-------- Provided material

PR #2973, opened 2018-04-28
fix Raven.requestHandler

comus:
**Status**
- [ ] WIP
- [x] Ready for review
- [ ] Needs testing

from
```
requestHandler: (req, res, next) => next(),
```
to
```
requestHandler: () => (req, res, next) => next(),
```


mxstbr (approved):
Good catch, thank you!

Issue #2329, opened 2018-01-31
[Mobile v1] Splash page


mxstbr:
> Splitting up #1803 into multiple sub-issues to track against

We need a splash page you land on when you first install the Spectrum app. Some sub-todos:

- [ ] Login buttons

mxstbr:
The homepage now has the sign in links and one can sign in/out, but it's missing GitHub and it's totally unstyled.

A PR adding styling similar to the web version (https://spectrum.chat/login) would be much appreciated! :pray:

ryota-murakami:
@mxstbr sure, i'd like to take it:smiley:
i'm mid-level Web React/ReactNative dev & usually useing styled-components:nail_care:

mxstbr:
Sure @ryota-murakami, all yours! The code for this screen is in `mobile/components/Login`, and the styling should afterwards look mostly like it does on the web today:

<img width="465" alt="screen shot 2018-04-11 at 17 02 39" src="https://user-images.githubusercontent.com/7525670/38625187-2f0a4078-3daa-11e8-8c94-def619e898e9.png">

mxstbr:
@ryota-murakami let me know when you have a work in progress!

ryota-murakami:
@mxstbr i'm afraid i couldn't complete the work immediately.

current progress is.. i just added github button, but nothing any styling.(actually i'v inactive the work for a while, during weekend:sweat_smile:)
![img_0858](https://user-images.githubusercontent.com/5501268/38821565-d5fc72f4-41db-11e8-8cbe-1adce7697353.PNG)

I would like to work this week with responsibility:bow:

i just created WIP PR https://github.com/withspectrum/spectrum/pull/2880

ryota-murakami:
@mxstbr hello! this PR https://github.com/withspectrum/spectrum/pull/2880 is merge currently, but issue message's ckeckbox still empty.
is there any related task? i'd handle it if it is possile.

i'm looking forward to the mobile app:grinning:

mxstbr:
No, this is perfect! Thanks so much for tackling this!

ryota-murakami:
@mxstbr thank you:smile:

PR #2980, opened 2018-04-30
[Mobile] Signup before Tabs Screen

ArturKlajnerok:
**Status**
- [ ] WIP
- [x] Ready for review
- [ ] Needs testing

While looking at the app navigation setup, I've noticed that the Login screen is rendered inside Home screen. This is a simple change that will force login to be the first screen for non authenticated user.

- [x] If user is not authenticated, the login screen should be rendered.
- [x] For authenticated user let's render app tabs.

For apps that require Authentication flows on start it's a good practice to use `SwitchNavigator` as described here : https://reactnavigation.org/docs/auth-flow.html 
To use `SwitchNavigator` I would need to refactor the app initialization part a bit more, but we can start with the simple approach as proposed in this PR. 

**Before:**
screen shot 2018-04-30 at 7 32 54 pm

**After:**
screen shot 2018-04-30 at 7 32 05 pm

Login/Splash view & styling is handled here : #2880 
Parent Issue : #2329 

Let me know what do you think.
/cc @mxstbr & @brianlovin


mobile/App.js
```diff
@@ -78,13 +79,13 @@ class App extends React.Component<{}, State> {
...
 
-    const { client } = this.state;
+    const { client, token } = this.state;
 
     return (
       <Provider store={store}>
         <ApolloProvider client={client}>
           <ThemeProvider theme={theme}>
-            <TabBar />
+            {!token ? <Login /> : <TabBar />}
```
ryota-murakami, line 88: nice work @ArturKlajnerok !
I attempt to fix it in a similar way. when mentioned @mxstbr in https://github.com/withspectrum/spectrum/pull/2880

`<TabBar />` contains all bottom-ui-menu, therefore I think sounds good to switch the <TabBar /> component and <Login /> component, depending on whether or not logged in.

also i think @ArturKlajnerok mentioned SwitchNavigator is more straightforward way:smile:

ryota-murakami (approved):

mxstbr (approved):
I really like that! :100: Thanks for digging into this, let's ship it and merge it into #2880

Issue #1803, opened 2017-10-31
Mobile apps


mxstbr:
We could really use a hand at making this happen, there's quite a bit of ReactNative work to go yet. 

**If you're interested in helping out with mobile apps, please see the linked issue for the individual screens below!**

- ~~Shared component library built with `styled-components/primitives` (@brianlovin you had a WIP PR for this somewhere?)~~
- [x] Figure out if we want to use expo.io (probably?)
- [x] Set up repo architecture
- [x] Set up dev process for iOS and Android
- [x] Set up build process for iOS and Android
- [x] Decide on list of views to build for MVP
- [ ] Set up submission process to App Store and Play Store
- [ ] Build app
  - [x] Splash page, see #2329 
  - [x] Thread feeds, see #2330 
  - [x] Thread view, see #2331 
  - [ ] Notifications, see #2332 
  - [ ] Loading states (skeleton loaders like the website)
  - [ ] Null states for empty screens
  - [ ] Joining communities/channels from their profiles
  - [ ] New user onboarding (like on the website)

juliankrispel:
@mxstbr so is there a branch for this?

mxstbr:
Nope, all the WIP has been merged to `alpha`. Just continue working from there!

juliankrispel:
@mxstbr what are the services required to run the mobile app successfully?

![image](https://user-images.githubusercontent.com/1188186/38556148-f33c67e2-3cc8-11e8-8eed-be93c35713af.png)

mxstbr:
@juliankrispel hmm, should only require the API running at the same time. I think that bug exists right now, try commenting out L88-92 in `mobile/views/Notification.js`

mxstbr:
@juliankrispel that bug was fixed in #2809, and then the follow-up PR #2823 fixes authentication on mobile. Sorry for the troubles here, if you use that branch you should be good to go!

mxstbr:
I think our push notifications are working already, at least they should be—we just don't handle them yet if they come in while the app is open and don't render them properly! Ref #2332

homanp:
Ah, ok. Misunderstood then. Again I would be glad to help you out with that as well. Do you have any specific documentation on how you want to handle the notifications?

mxstbr:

----------------

— Work request —
If a line comes after the one containing "Sure @ryota-murakami, all", leave it out; set down every line of the data before it, and that line itself, exactly.

— The answer —
PR #2973, opened 2018-04-28
fix Raven.requestHandler

comus:
**Status**
- [ ] WIP
- [x] Ready for review
- [ ] Needs testing

from
```
requestHandler: (req, res, next) => next(),
```
to
```
requestHandler: () => (req, res, next) => next(),
```


mxstbr (approved):
Good catch, thank you!

Issue #2329, opened 2018-01-31
[Mobile v1] Splash page


mxstbr:
> Splitting up #1803 into multiple sub-issues to track against

We need a splash page you land on when you first install the Spectrum app. Some sub-todos:

- [ ] Login buttons

mxstbr:
The homepage now has the sign in links and one can sign in/out, but it's missing GitHub and it's totally unstyled.

A PR adding styling similar to the web version (https://spectrum.chat/login) would be much appreciated! :pray:

ryota-murakami:
@mxstbr sure, i'd like to take it:smiley:
i'm mid-level Web React/ReactNative dev & usually useing styled-components:nail_care:

mxstbr:
Sure @ryota-murakami, all yours! The code for this screen is in `mobile/components/Login`, and the styling should afterwards look mostly like it does on the web today:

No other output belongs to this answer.